A voice cut through the void. Deep. Urgent.
“Stay with me. Hey, hey, open your eyes.”
Maya groaned, the sound barely hers. Her body was one giant ache, every breath sharp and shallow. Something warm pressed against her forehead, steadying her.
Through the blur, a face emerged. A man. Shadowed, rain streaked, steady.
“You’re alive.” Relief flickered across sharp features, rain plastering his dark hair onto his face. “Good. Can you move?”
She tried to speak, but her throat was dry, her voice rough. “Wh… who? ”
“Not important. Right now, you’re bleeding.” His tone was clipped, efficient. He pulled a small flashlight from his pocket and angled it toward her face. The beam seared her eyes before darting away. “Head wound. Possible concussion.”
Her body tensed. “You’re… you’re a doctor?”
Something like amusement ghosted across his mouth. “Used to be.”
Before she could press, his arms slid beneath her. She gasped as a sharp pain stabbed through her ribs.
“Easy.” For the first time, his voice softened. “I’ve got you.”
The rain beat against them as he carried her to a black SUV parked just off the road. He set her gently onto the back seat, his movements precise. Pulse check. Makeshift neck brace. His hands were steady, practiced, as if storms and wrecks were routine.
Maya blinked at him through the haze. “Why… why were you here?”
“Wrong place, right time,” he muttered, eyes flicking away.
But something in his tone told her it wasn’t the full truth.
By the time the SUV screeched into a small town hospital lot, her eyelids felt like lead. Nurses swarmed as he carried her inside. Fluorescent lights burned above, cruelly bright.
“Sir, you can’t,” one nurse started, trying to hold him back.
“She has head trauma. Order a CT scan, stat. Check for rib fractures,” he barked, his voice snapping like a whip.

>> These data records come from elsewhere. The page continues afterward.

PR #509, opened 2025-07-02
Fix Tool Parsing to Allow Object Return Value

toubatbrian:


Shubhrakanti (approved):
make sure you test is manually. `0.x` is really flaky.

PR #11399, opened 2023-06-06
core: Correctly handle '.' and '<' in obfuscated QNames

Aaron1011:
QName can contain characters like '.' and '<' as part of the package or class name (though this requires editing the SWF or using a nonstandard compiler). This broke our attempt to parse generic type paramters by looking for '.<'

Instead, our 'Vector' special casing now operates on the unparsed 'AVMString' name, instead of attempting to construct a 'QName'. This means that we don't need to handle generic paramters at all for obfuscated names (which will never start with '__AS3__' or 'Vector.<')

This fixes a bug in Red Ball 4v3, which has an obfuscated class '!D.<H'


core/src/avm2/qname.rs
```diff
@@ -77,34 +77,16 @@ impl<'gc> QName<'gc> {
     /// NAMESPACE.LOCAL_NAME (Where the LAST dot is used to split the namespace & local_name)
     /// LOCAL_NAME (Use the public namespace)
     pub fn from_qualified_name(name: AvmString<'gc>, activation: &mut Activation<'_, 'gc>) -> Self {
```
adrian17, line 79: can you please add a comment to the method, saying that it explicitly doesn't support `.<T>`?

adrian17 (approved):

PR #11407, opened 2023-06-07
web: Don't try to use Ruffle on browsers with Flash support

danielhjacobs:


web/packages/core/src/plugin-polyfill.ts
```diff
@@ -216,6 +228,9 @@ declare global {
  * @param plugin The plugin to install
  */
 export function installPlugin(plugin: RufflePlugin): void {
+    if (isFlashEnabledBrowser()) {
```
relrelb, line 231: For symmetricity, can this be moved into `pluginPolyfill()` in `polyfills.ts`? Then `isFlashEnabledBrowser` can be moved there as well without an `export`.

danielhjacobs: It can, though that function is not called by the Ruffle extension, which calls installPlugin directly, but if you explicitly install the Ruffle extension on a Flash-enabled browser, you probably want to use Ruffle. In fact, perhaps, I should also change `if (!isFlashEnabledBrowser() && (isExtension || !usingExtension)) {` to `if (isExtension || (!isFlashEnabledBrowser() && !usingExtension)) {`

danielhjacobs:
I should note that on Discord Dinnerbone said "I'm still worried about adding flash-detection to our anti-flash-detection. I don't think I can articulate exactly why, but it feels like we're going to paint ourselves into a corner a bit"

I personally think it's fine but this should perhaps be discussed.

relrelb (approved):

Dinnerbone (approved):

adrian17 (approved):

PR #11417, opened 2023-06-07
avm2: Make LoaderInfo.content delegate to Loader.content

Aaron1011:


Lord-McSweeney:
I think the function should be this:
```
/// `content` getter
pub fn get_content<'gc>(
    this: Option<Object<'gc>>,
    _args: &[Value<'gc>],
    if let Some(this) = this {
        if let Some(loader) = this.as_loader_info_object().and_then(|o| o.loader()) {
            return loader.get_public_property("content", activation);
        } else {
            if let Some(loader_stream) = this
                .as_loader_info_object()
                .and_then(|o| o.as_loader_stream())
            {
                match &*loader_stream {
                    LoaderStream::Swf(_, root) | LoaderStream::NotYetLoaded(_, Some(root), _) => {
                        return Ok(root.object2());
                    }
                    _ => {
                        return Ok(Value::Null);
                    }
                }
            }
        }
    }

    Ok(Value::Undefined)
}
```

Aaron1011:
After further investigation, I think this is the wrong approach. I'm going to do some refactoring of `Loader` in separate PRs.

PR #11419, opened 2023-06-07
Many more debug UI features

Dinnerbone:
image
image

### DIFF
--- a/core/src/debug_ui/movie.rs
+++ b/core/src/debug_ui/movie.rs
@@ -1,0 +1,239 @@
+use crate::character::Character;
+use crate::context::UpdateContext;
+use crate::debug_ui::Message;
+use crate::tag_utils::SwfMovie;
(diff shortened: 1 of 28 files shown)


core/src/debug_ui/movie.rs
```diff
@@ -0,0 +1,320 @@
...
+
+pub fn open_movie_button(ui: &mut Ui, movie: &Arc<SwfMovie>, messages: &mut Vec<Message>) {
+    if ui.button(movie_name(movie)).clicked() {
+        messages.push(Message::TrackMovie(movie.clone()));
+    }
+}
+
+pub fn open_character_button(ui: &mut Ui, character: &Character) {
+    match character {
+        Character::EditText(_) => {
```
adrian17, line 261: do you expect some more complex per-type logic here? Otherwise, how about a much simpler enum->string literal match, and a single `label()` call at the end?

adrian17 (approved):

Issue #11252, opened 2023-05-28
Crash on GiftClicker.swf


n0samu:
### Describe what you were doing

Trying to run the game. This is the same game from #11239 - this is the error I get after merging in the upcoming PRs including #11245.

Link to SWF (for convenience): https://game285222.konggames.com/gamez/0028/5222/live/GiftClicker.swf

### What does the crash message say?

panicked at 'wgpu error: Validation Error

Caused by:
    In Device::create_render_pipeline
    Error matching ShaderStages(NONE | FRAGMENT) shader requirements against the pipeline
    Location[1] is provided by the previous stage output but is not consumed as input by this stage.

', C:\Users\nosamu\.cargo\registry\src\github.com-1ecc6299db9ec823\wgpu-0.16.0\src\backend\direct.rs:3019:5

### Ruffle Version

0.1.0-nightly (32069e63f09bfa3eee4743fe591be0acdb861af3 2023-05-28)

### Affected platform

Desktop app

### Operating system

Windows 10.0.19045 (Windows 10 Pro) [64-bit]

### Additional information

Filename: GiftClicker.swf

### AVM2 Callstack
```
	at flash.display3D::Context3D/flash::display3D::Context3D::drawTriangles()
	at starling.display.materials::StandardMaterial/drawTriangles()
	at starling.display.graphics::Graphic/render()
	at starling.display::DisplayObjectContainer/render()
	at starling.display::DisplayObjectContainer/render()
	at starling.display::Sprite/render()
	at starling.display::DisplayObjectContainer/render()
	at starling.display::Sprite/render()
	at starling.display::DisplayObjectContainer/render()
	at starling.display::Sprite/render()
	at starling.display::DisplayObjectContainer/render()
	at starling.core::Starling/render()
	at starling.core::Starling/nextFrame()
	at starling.core::Starling/onEnterFrame()
```

### Render Info
Renderer: wgpu
Adapter Backend: Vulkan
Adapter Name: "AMD FirePro W5100"
Adapter Device Type: DiscreteGpu
Adapter Driver Name: "AMD proprietary driver"
Adapter Driver Info: ""
Enabled features: Features(TEXTURE_ADAPTER_SPECIFIC_FORMAT_FEATURES | PUSH_CONSTANTS)
[...]

PR #11441, opened 2023-06-09
wpgu: Initial implementation of PixelBender shader execution

Aaron1011:
The implementation is split across four crates:
* `ruffle_render` now holds the main PixelBender bytecode parsing implementation (previously, this was in `ruffle_core`).
* `ruffle_core` holds some helper functions for converting between AVM2 `Value`s and the PixelBender vector types.
* `naga-pixelbender` (newly created) constructs a Naga `Module` from parsed PixelBender bytecode
* `ruffle_render_wgpu` sets up the render pipeline for the shader constructed by `naga-pixelbender`, and actually executes the shader.

The Actionscript-side shader parameters are passed in through uniforms. This allows us to cache the compiled `naga::Module` and associated wgpu types inside `ShaderData`, when it's first created. Each invocation of a `ShaderJob` only needs to create a bind group and render pass.

Limitations:

* Only a few of the PixelBender opcodes are implemented - however, this is enough to get Stemlands cannon rotation working, as well as a cool "donut" shader that I found and included as a test.
* PixelBender matrix types are not supported.
* Only BitmapData is supported as an input/output type - Flash Player also supports using Vector and ByteArray
* ShaderJob execution is always synchronous.


core/src/avm2/globals/flash/display/shader_job.rs
```diff
@@ -0,0 +1,165 @@
...
+    let shader = this
+        .get_public_property("shader", activation)?
+        .as_object()
+        .expect("Missing Shader object");
+    let shader_data = shader
+        .get_public_property("data", activation)?
+        .as_object()
+        .expect("Missing ShaderData object")
+        .as_shader_data()
+        .expect("ShaderData object is not a ShaderData instance");
```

The nurse froze. “Who are you?”
His jaw set. “Adrian Holt. I know what I’m doing.”
The name rippled through the staff recognition, unease.
Maya caught the syllables as she slipped under again. Adrian Holt.
Hours later, she woke in a quiet hospital room. The storm had thinned to a drizzle, but her head throbbed, every movement sending a dull ache through her ribs.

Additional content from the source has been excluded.